▸ **What you have to do**
From the entries that follow, report every line in which "logged" occurs.

Stored records:
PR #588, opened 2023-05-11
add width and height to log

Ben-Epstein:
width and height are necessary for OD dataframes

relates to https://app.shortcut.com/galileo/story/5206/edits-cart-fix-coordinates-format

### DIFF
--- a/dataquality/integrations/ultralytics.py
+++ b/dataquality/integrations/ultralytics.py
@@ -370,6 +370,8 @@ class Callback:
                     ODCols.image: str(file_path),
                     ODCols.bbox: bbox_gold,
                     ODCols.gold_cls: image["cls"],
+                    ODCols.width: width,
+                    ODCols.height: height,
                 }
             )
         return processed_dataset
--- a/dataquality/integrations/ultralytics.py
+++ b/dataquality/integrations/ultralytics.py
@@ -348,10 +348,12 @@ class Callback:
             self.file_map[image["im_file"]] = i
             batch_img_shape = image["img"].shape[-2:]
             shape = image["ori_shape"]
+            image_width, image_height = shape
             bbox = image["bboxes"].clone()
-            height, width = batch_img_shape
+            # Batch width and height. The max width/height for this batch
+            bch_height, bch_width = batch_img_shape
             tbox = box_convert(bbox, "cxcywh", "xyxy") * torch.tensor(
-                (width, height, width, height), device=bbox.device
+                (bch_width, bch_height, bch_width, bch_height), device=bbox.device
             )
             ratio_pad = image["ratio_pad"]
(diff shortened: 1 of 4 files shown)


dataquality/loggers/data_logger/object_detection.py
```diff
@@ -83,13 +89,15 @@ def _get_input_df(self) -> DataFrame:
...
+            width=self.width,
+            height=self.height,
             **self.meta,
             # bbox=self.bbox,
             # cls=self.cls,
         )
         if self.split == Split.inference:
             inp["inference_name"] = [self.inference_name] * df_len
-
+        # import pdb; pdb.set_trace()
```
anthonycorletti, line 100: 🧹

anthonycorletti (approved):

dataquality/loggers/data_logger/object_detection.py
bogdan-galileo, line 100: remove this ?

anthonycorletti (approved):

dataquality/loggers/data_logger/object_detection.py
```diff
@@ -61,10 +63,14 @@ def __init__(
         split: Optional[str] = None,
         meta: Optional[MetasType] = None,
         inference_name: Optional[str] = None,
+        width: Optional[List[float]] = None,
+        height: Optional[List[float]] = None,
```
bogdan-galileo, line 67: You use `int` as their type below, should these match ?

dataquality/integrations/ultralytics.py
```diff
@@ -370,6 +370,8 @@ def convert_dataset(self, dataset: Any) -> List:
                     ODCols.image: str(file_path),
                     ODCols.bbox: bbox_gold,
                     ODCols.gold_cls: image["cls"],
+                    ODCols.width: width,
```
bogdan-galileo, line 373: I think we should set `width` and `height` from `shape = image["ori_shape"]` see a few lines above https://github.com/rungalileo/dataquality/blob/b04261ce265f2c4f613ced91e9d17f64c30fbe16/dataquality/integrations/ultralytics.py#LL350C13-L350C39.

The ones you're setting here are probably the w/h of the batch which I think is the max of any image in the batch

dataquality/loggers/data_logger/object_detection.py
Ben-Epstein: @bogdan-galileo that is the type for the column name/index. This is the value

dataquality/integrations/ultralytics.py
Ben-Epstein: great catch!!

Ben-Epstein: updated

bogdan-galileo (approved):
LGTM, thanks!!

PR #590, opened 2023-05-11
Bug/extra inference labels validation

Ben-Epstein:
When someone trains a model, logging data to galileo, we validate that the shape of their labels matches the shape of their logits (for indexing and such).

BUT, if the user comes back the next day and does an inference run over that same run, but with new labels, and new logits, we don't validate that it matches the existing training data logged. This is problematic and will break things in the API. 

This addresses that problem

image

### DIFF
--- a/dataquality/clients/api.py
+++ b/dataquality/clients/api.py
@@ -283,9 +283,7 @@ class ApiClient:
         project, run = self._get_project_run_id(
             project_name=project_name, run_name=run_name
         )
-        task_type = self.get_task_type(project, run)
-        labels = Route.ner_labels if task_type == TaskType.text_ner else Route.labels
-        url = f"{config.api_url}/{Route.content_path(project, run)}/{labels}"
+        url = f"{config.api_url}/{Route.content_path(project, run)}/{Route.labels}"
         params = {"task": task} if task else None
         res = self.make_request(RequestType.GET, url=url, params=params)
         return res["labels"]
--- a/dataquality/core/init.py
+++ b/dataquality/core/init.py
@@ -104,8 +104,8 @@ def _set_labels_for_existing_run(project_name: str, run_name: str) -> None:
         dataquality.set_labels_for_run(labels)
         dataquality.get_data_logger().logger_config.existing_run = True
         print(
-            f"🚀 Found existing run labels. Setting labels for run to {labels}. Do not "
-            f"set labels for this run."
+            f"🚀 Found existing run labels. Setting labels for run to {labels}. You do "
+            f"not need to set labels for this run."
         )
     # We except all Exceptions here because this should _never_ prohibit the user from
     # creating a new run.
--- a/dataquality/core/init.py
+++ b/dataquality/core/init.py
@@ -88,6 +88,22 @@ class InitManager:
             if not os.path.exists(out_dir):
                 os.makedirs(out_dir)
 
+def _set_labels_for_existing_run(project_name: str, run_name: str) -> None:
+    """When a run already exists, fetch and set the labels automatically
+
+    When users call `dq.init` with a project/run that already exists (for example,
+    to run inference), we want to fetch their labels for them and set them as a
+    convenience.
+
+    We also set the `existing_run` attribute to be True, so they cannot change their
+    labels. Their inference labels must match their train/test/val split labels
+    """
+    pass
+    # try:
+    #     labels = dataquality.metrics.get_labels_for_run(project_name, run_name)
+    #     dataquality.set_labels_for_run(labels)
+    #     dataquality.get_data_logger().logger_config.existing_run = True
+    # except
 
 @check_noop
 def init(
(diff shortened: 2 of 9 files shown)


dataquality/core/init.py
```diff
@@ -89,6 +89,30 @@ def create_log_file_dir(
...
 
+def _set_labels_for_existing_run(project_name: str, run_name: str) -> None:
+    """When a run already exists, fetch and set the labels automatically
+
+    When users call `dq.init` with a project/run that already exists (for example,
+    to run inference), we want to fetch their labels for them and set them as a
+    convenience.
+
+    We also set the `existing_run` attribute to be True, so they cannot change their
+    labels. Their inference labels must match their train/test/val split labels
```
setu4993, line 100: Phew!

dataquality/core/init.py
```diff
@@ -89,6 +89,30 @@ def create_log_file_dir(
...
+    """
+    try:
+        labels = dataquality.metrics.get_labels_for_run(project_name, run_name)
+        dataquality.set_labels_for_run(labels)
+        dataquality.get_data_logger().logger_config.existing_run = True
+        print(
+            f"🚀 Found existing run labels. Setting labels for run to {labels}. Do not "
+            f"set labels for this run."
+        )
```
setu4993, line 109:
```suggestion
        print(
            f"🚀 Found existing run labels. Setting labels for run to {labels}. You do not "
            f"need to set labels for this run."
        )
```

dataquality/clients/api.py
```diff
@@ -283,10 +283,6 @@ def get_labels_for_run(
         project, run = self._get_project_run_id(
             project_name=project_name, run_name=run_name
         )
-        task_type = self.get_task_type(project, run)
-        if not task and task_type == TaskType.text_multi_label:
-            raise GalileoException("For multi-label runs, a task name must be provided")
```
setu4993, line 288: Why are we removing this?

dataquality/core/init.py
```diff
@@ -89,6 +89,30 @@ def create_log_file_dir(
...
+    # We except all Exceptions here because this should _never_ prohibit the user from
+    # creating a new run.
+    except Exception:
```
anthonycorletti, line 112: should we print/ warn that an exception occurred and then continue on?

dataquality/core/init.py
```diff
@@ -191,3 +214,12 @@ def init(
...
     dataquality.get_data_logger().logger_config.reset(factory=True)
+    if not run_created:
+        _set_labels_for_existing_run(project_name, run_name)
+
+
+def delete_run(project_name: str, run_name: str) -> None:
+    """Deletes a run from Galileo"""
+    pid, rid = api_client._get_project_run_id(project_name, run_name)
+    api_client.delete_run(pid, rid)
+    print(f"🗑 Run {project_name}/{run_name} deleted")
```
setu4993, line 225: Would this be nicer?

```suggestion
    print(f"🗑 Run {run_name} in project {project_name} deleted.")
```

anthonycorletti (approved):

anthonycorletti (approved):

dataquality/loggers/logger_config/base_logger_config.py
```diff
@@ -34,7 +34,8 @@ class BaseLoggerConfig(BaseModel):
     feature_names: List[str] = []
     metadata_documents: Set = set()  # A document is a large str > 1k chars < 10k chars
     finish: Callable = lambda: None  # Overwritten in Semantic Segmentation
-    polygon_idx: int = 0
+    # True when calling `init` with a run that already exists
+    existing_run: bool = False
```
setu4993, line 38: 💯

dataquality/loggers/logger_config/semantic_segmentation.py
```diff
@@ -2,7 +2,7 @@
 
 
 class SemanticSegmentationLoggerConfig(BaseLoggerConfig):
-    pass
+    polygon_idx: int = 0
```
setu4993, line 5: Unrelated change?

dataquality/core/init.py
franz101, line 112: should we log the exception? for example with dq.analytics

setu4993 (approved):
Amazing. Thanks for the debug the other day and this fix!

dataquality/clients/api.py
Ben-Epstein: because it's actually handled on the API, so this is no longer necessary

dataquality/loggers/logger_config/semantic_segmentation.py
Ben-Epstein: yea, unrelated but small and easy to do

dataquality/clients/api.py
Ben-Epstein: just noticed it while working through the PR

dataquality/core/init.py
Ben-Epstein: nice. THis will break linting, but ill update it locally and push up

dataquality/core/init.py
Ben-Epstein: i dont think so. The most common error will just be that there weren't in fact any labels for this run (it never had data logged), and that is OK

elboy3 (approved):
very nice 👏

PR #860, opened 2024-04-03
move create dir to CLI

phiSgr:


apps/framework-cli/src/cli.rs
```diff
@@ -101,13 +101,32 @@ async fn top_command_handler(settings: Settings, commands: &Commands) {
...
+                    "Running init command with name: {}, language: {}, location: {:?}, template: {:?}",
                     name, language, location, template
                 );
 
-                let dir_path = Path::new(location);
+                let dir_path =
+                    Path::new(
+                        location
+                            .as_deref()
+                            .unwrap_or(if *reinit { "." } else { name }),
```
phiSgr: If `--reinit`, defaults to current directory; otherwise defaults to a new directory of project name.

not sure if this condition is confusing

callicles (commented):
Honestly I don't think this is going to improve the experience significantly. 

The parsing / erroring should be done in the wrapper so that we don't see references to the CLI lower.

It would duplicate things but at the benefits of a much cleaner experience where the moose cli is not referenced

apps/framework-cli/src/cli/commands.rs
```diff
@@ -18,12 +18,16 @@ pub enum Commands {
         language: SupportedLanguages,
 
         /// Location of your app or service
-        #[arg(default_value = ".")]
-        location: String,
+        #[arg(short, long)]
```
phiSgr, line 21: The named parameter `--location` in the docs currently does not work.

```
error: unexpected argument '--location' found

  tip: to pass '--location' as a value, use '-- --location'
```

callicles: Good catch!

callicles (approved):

▸ **Written answer**
BUT, if the user comes back the next day and does an inference run over that same run, but with new labels, and new logits, we don't validate that it matches the existing training data logged. This is problematic and will break things in the API. 
Ben-Epstein: i dont think so. The most common error will just be that there weren't in fact any labels for this run (it never had data logged), and that is OK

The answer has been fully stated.